» WHAT IS NEEDED
Scan the data below and work out how many of its lines contain the word "hide". Give only that number.

» RECORDS PROVIDED

--

PR #1649, opened 2025-03-18
PORTALS-3432: Standards Explorer: Standalone component to surface key/value data, similar to CardFooter

kianamcc:
Jira: https://sagebionetworks.jira.com/browse/PORTALS-3409?atlOrigin=eyJpIjoiMzkzMDJlZDQyNGIzNDgyMThmZmE5NTZmNmJiMGY4MDYiLCJwIjoiaiJ9

Screenshot 2025-03-18 at 10 37 04 AM


packages/synapse-react-client/src/components/CardMetadataDisplay/CardMetadataDisplay.tsx
```diff
@@ -0,0 +1,159 @@
...
+import { getFieldIndex } from '../../utils/functions/queryUtils'
+
+export type CardMetadataDisplayProps = {
+  sql: string
+  sqlOperator?: SQLOperator
+  searchParams?: Record<string, string>
+  columnLinks?: LabelLinkConfig
+  labels?: string[]
+  columnAliases?: Record<string, string>
+} & Pick<QueryVisualizationWrapperProps, 'additionalFiltersSessionStorageKey'>
```
nickgros, line 31: I didn't expect you to know this, but the `sqlOperator` & `searchParams` props are a legacy pattern from when these components directly read/accepted the URLSearchParams to add the filter. Since I refactored how data is passed in DetailsPages, these prop names don't really make sense, so I don't want to keep propagating this pattern that is now (IMO) poorly named and an unintuitive API.

Instead of `sql`, `sqlOperator` and `searchParams`, can we refactor so we just have

```ts
/** The query used to retrieve data */
query: Query
```

Then in the details page, you can then pass something like
```tsx
const query: Query = { 
  sql: dataSql, 
  additionalFilters: [{
  concreteType: 'org.sagebionetworks.repo.model.table.ColumnSingleValueQueryFilter',
  columnName: 'Name',
  operator: ColumnSingleValueFilterOperator.EQUAL,
  values: [value],
  ]]
} 

<CardMetadataDisplay query={query} /* ...other props */ />
```

Honestly, we could even keep using `getAdditionalFilters` here:
```tsx
const query: Query = { 
  sql: dataSql, 
  additionalFilters: getAdditionalFilters(undefined, { Name: value! }, ColumnSingleValueFilterOperator.EQUAL)
} 
```

You can also remove the `Pick<QueryVisualizationWrapperProps, 'additionalFiltersSessionStorageKey'>` from the props signature since this component won't need to save/load dynamic filters from sessionStorage.

Thinking bigger picture, I think calls to `getAdditionalFilters` should (eventually, not in this PR) be refactored to be applied before a query gets passed into a component instead of within the component.

Curious to know what @jay-hodgson thinks of migrating towards this pattern

packages/synapse-react-client/src/components/CardMetadataDisplay/CardMetadataDisplay.tsx
```diff
@@ -0,0 +1,159 @@
...
+
+const CardMetadataDisplay = (props: CardMetadataDisplayProps) => {
```
nickgros, line 33: This isn't (necessarily) shown on a card, whether or not it's "Metadata" is use-case specific, and "Display" is very generic...how about renaming it to `RowDataTable`? It only shows one Row of data, in a table UI.

Naming things is hard :slightly_smiling_face:

In another comment I point out that I think we already have the Row in the DetailsPage component, but I don't want to get rid the work you did to also orchestrate a query, so I think we could refactor to have two components

1. RowDataTable takes rowData and the other props used for display and displays the table
2. QueryForRowDataTable (this name could be improved) which queries for a row and passes the `row: Row` and `headers: SelectColumn[]` to RowDataTable.

packages/synapse-react-client/src/components/CardMetadataDisplay/CardMetadataDisplay.tsx
```diff
@@ -0,0 +1,159 @@
...
+} from '@mui/material'
+import { getFieldIndex } from '../../utils/functions/queryUtils'
+
+export type CardMetadataDisplayProps = {
+  sql: string
+  sqlOperator?: SQLOperator
+  searchParams?: Record<string, string>
+  columnLinks?: LabelLinkConfig
+  labels?: string[]
+  columnAliases?: Record<string, string>
```
nickgros, line 30: Not sure how I feel about `labels` as a prop name but I like that it's succinct--I think that it would be more clear if you added a docstring for every prop. It would help understand what's happening, especially now that external folks are increasingly developing in this package

```suggestion
  /** The column names referring to the ordered keys in the key-value pairs that should be shown */
  labels?: string[]
  /** Optional display value overrides for column names */
  columnAliases?: Record<string, string>
```

packages/synapse-react-client/src/components/CardMetadataDisplay/CardMetadataDisplay.tsx
```diff
@@ -0,0 +1,159 @@
...
+
+  if (isLoading)
+    return (
+      <Typography
+        sx={{
+          fontSize: '14px',
+        }}
+      >
+        Loading...
+      </Typography>
```
nickgros, line 89: Prefer to use `SkeletonTable` component so it takes up roughly the same size/shape

apps/portals/standards/src/pages/StandardsDetailsPage.tsx
```diff
@@ -28,7 +36,26 @@ export const standardDetailsPageContent: DetailsPageContentType = [
...
+              'Acronym',
+              'Is_Open',
+              'Registration',
+            ]}
+            columnAliases={dataColumnAliases}
+            searchParams={{
+              Name: value!,
+            }}
+          />
+        )}
```
nickgros, line 57: You actually already have the RowSet and Row in the DetailsPage context. In another comment I suggest splitting the component so you don't always have to issue a new table query. Here, you would use the component that doesn't create a new query

```suggestion
        {({ value, context }) => (
          <RowDataTable
            rowData={context.rowData}
            headers={context.rowSet.headers}
            labels={[
              'Name',
              'Collections',
              'Organizations',
              'Data_Topic',
              'Acronym',
              'Is_Open',
              'Registration',
            ]}
            columnAliases={dataColumnAliases}
          />
        )}
```

packages/synapse-react-client/src/components/CardMetadataDisplay/CardMetadataDisplay.tsx
```diff
@@ -0,0 +1,159 @@
...
+
+  if (labels) {
+    for (let i = 0; i < labels.length; i += 1) {
+      const columnName = labels[i]
+      const columnIndex = getFieldIndex(columnName, queryResultBundle)
+      const value = rowData[columnIndex]
+      // value can be 'null' if column type is of type STRING or '[null]' if column type is of STRING_LIST
+      if (value && value !== '[null]' && value !== 'null') {
+        labelValueArray.push([columnName, value])
+      }
```
nickgros, line 77: I am surprised we don't already have logic for seeing if a cell is empty, but I didn't find an exact fit in SynapseCardLabel or SynapseTableCell

Is it true that we should hide keys that have `null` values? What about an empty array?

packages/synapse-react-client/src/components/CardMetadataDisplay/CardMetadataDisplay.tsx
```diff
@@ -0,0 +1,159 @@
...
+        sx={{
+          fontSize: '14px',
+        }}
+      >
+        Loading...
+      </Typography>
+    )
+
+  return (
+    <div>
```
nickgros, line 93: Consider using `StyledTableContainer` to apply styles--you may be able to remove some of your custom styles. You might also have to use html elements instead of MUI components to use the StyledTableContainer styles

apps/portals/standards/src/pages/StandardsDetailsPage.tsx
kianamcc: Where exactly does rowData and rowSet come from? I see we can pass in a columnName to filter by but how do we know exactly what row to return?

packages/synapse-react-client/src/components/CardMetadataDisplay/CardMetadataDisplay.tsx
kianamcc: I am ok with removing the query component! Can we assume we will always have context.rowSet and context.rowData?

packages/synapse-react-client/src/components/CardMetadataDisplay/CardMetadataDisplay.tsx
kianamcc: I assume we should hide rows with a null value like in the card component. I don't know when we would have an empty array. If there is no value for a cell, does it always show as null or [null] or is it possible that it shows as []?

apps/portals/standards/src/pages/StandardsDetailsPage.tsx
```diff
@@ -28,7 +42,58 @@ export const standardDetailsPageContent: DetailsPageContentType = [
...
+                  'Collections',
+                  'Organizations',
+                  'Data_Topic',
+                  'Acronym',
+                  'Is_Open',
+                  'Registration',
+                ]}
+                columnAliases={dataColumnAliases}
+              />
+            )
```
nickgros, line 93: We should always (eventually) have `rowData` and `rowSet`, so in this case we should show a loading component like a skeleton.

apps/portals/standards/src/pages/StandardsDetailsPage.tsx
```diff
@@ -28,7 +42,58 @@ export const standardDetailsPageContent: DetailsPageContentType = [
...
+              ColumnSingleValueFilterOperator.EQUAL,
+            ),
+          }
+          if (context.rowData && context.rowSet) {
+            return (
+              <RowDataTable
+                rowData={
+                  context.rowData.values?.filter(
+                    (value): value is string => value !== null,
+                  ) ?? []
```
nickgros, line 61: Would prefer that the filter is applied in the component (couldn't it also mess up the mapping of column -> data?). Remove the filter here and update the type in the component prop

packages/synapse-react-client/src/components/RowDataTable/RowDataTable.tsx
```diff
@@ -0,0 +1,93 @@
+import { SelectColumn } from '@sage-bionetworks/synapse-types'
+import { LabelLinkConfig } from '../CardContainerLogic'
+import { StyledTableContainer } from '../styled/StyledTableContainer'
+import { SynapseCardLabel } from '../GenericCard'
+
+export type RowDataTableProps = {
+  /** Array of string values corresponding to the data for a row */
+  rowData: string[]
```
nickgros, line 8: Allow passing `null` since Synapse Table row data may be null. If you need to do filtering, it's easy/centralized if you do it inside this component, then callers don't need to think about it/do it every time

```suggestion
  /** Array of string values corresponding to the data for a row */
  rowData: Array<string | null>
```

packages/synapse-react-client/src/components/RowDataTable/RowDataTable.tsx
```diff
@@ -0,0 +1,93 @@
...
+  labels: string[]
+  /** Optional configuration for linking columns */
+  columnLinks?: LabelLinkConfig
+  /** key-value pair mapping to display in rows */
+  labelValueArray?: [string, string][]
+  /** Optional display value overrides for column names */
+  columnAliases?: Record<string, string>
+}
+
+const RowDataTable = (props: RowDataTableProps) => {
```
nickgros, line 21:
```suggestion
/**
 * Displays a table of column names and Synapse Table row data represented as key/value pairs
 */
const RowDataTable = (props: RowDataTableProps) => {
```

packages/synapse-react-client/src/components/RowDataTable/RowDataTableWithQuery.tsx
```diff
@@ -0,0 +1,76 @@
...
+  headers: SelectColumn[]
+  /** List of column names to display as labels */
+  labels: string[]
+  /** Optional display value overrides for column names */
+  columnAliases?: Record<string, string>
+  /** Optional configuration for linking columns  */
+  columnLinks?: LabelLinkConfig
+}
+
+const RowDataTableWithQuery = (props: RowDataTableWithQueryProps) => {
```
nickgros, line 33:
```suggestion
/**
 * For the first row returned by the query, displays a table of column names and Synapse Table row data represented as key/value pairs
 */
const RowDataTableWithQuery = (props: RowDataTableWithQueryProps) => {
```

packages/synapse-react-client/src/components/RowDataTable/RowDataTableWithQuery.tsx
```diff
@@ -0,0 +1,76 @@
...
+import { SkeletonTable } from '../Skeleton'
+import { getFieldIndex } from '../../utils/functions/queryUtils'
+
+export type RowDataTableWithQueryProps = {
+  /** The query used to retrieve data */
+  query: Query
+  /** The specific row data to be rendered */
+  row: Row
+  /** The headers for the columns in the table */
+  headers: SelectColumn[]
```
nickgros, line 24: For this component, the query will retrieve the row and columns, so those should not be passed

```suggestion
```

packages/synapse-react-client/src/components/RowDataTable/RowDataTableWithQuery.tsx
```diff
@@ -0,0 +1,76 @@
...
+    const columnName = headers[i].name
+    const columnIndex = getFieldIndex(columnName, queryResultBundle)
+    const value = row.values[columnIndex]
+    // value can be 'null' if column type is of type STRING or '[null]' if column type is of STRING_LIST
+    if (value && value !== '[null]' && value !== 'null') {
+      labelValueArray.push([columnName, value])
+    }
+  }
+
+  const rowData = row.values.filter((value): value is string => value !== null)
```
nickgros, line 60: Just pass along for the inner component to handle, so probably remove this

packages/synapse-react-client/src/components/CardMetadataDisplay/CardMetadataDisplay.tsx
nickgros: At the moment for the current use-case, we can, but I don't know if that will always be the case, which is why the query version of the component might be useful to have

packages/synapse-react-client/src/components/RowDataTable/RowDataTable.tsx
```diff
@@ -0,0 +1,93 @@
...
+  /** Array of string values corresponding to the data for a row */
+  rowData: string[]
+  /** The headers for the columns in the table */
+  headers: SelectColumn[]
+  /** List of column names to display as labels */
+  labels: string[]
+  /** Optional configuration for linking columns */
+  columnLinks?: LabelLinkConfig
+  /** key-value pair mapping to display in rows */
+  labelValueArray?: [string, string][]
```
nickgros, line 16: I don't think you will ever want to pass this prop, you will always create this data structure in the component
```suggestion
```

packages/synapse-react-client/src/components/RowDataTable/RowDataTable.tsx
```diff
@@ -0,0 +1,93 @@
...
+import { StyledTableContainer } from '../styled/StyledTableContainer'
+import { SynapseCardLabel } from '../GenericCard'
+
+export type RowDataTableProps = {
+  /** Array of string values corresponding to the data for a row */
+  rowData: string[]
+  /** The headers for the columns in the table */
+  headers: SelectColumn[]
+  /** List of column names to display as labels */
+  labels: string[]
```
nickgros, line 12: How about renaming this and slightly modifying logic to something like...
```suggestion
  /** Optional list of column names whose data should be displayed in the table. If not provided, all columns with data will be shown. */
  displayedColumns?: string[]
```

packages/synapse-react-client/src/components/RowDataTable/RowDataTable.tsx
```diff
@@ -0,0 +1,93 @@
...
+    <StyledTableContainer sx={{ width: '100%' }}>
+      <table style={{ width: '100%' }}>
+        <tbody>
+          {(labelValueArray ?? localLabelValueArray)?.map(
+            ([columnName, value], index) => (
+              <tr
+                key={columnName}
+                style={{
+                  backgroundColor: index % 2 === 0 ? '#f5f5f5' : 'transparent',
+                }}
```
nickgros, line 58: StyledTableContainer should already do this, is it possible for you to remove it?
```suggestion
```

packages/synapse-react-client/src/components/RowDataTable/RowDataTable.tsx
```diff
@@ -0,0 +1,93 @@
...
+                    style={{
+                      fontSize: '14px',
+                      lineHeight: '20px',
+                      color: '#333',
+                    }}
+                  >
+                    {columnAliases?.[columnName] ?? columnName}
+                  </span>
+                </td>
+                <td style={{ padding: '7px 20px 7px 10px' }}>
```
nickgros, line 71: Does the default padding provided by `StyledTableContainer` work for this case?

packages/synapse-react-client/src/components/RowDataTable/RowDataTable.tsx
```diff
@@ -0,0 +1,93 @@
...
+      const columnName = labels[i]
+      const columnIndex = headers.findIndex(
+        header => header.name === columnName,
+      )
+      const value = columnIndex !== -1 ? rowData[columnIndex] : undefined
+
+      // value can be 'null' if column type is of type STRING or '[null]' if column type is of STRING_LIST
+      if (value && value !== '[null]' && value !== 'null') {
+        localLabelValueArray.push([columnName, value])
+      }
```
nickgros, line 44: This might need to be more sophisticated to handle lists and non-lists separately, like 
```ts
const column = headers[columnIndex]
const isNullValue = value === "null"
const isListType = column.columnType.endsWith("_LIST")
const isEmptyListOrListOfNull = value === "[]" || value === "[null]"
if (!(isNullValue || (isListType && isEmptyListOrListOfNull))) {
  labelValueArray.push([columnName, value])
}
```

apps/portals/standards/src/pages/StandardsDetailsPage.tsx
```diff
@@ -28,7 +42,58 @@ export const standardDetailsPageContent: DetailsPageContentType = [
...
+      <DetailsPageContextConsumer columnName={'Name'}>
+        {({ value, context }) => {
+          const query: Query = {
+            sql: dataSql,
+            additionalFilters: getAdditionalFilters(
+              undefined,
+              { Name: value! },
+              ColumnSingleValueFilterOperator.EQUAL,
+            ),
+          }
```
nickgros, line 54: This is exactly how I think a query should be created in these cases, I think this looks great, though I don't think you'll need it in this specific case (based on other comments in this review). Thanks for switching to use this new pattern. I think we should look to update our other components to do this

nickgros (approved):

--

» TASK SOLUTION
2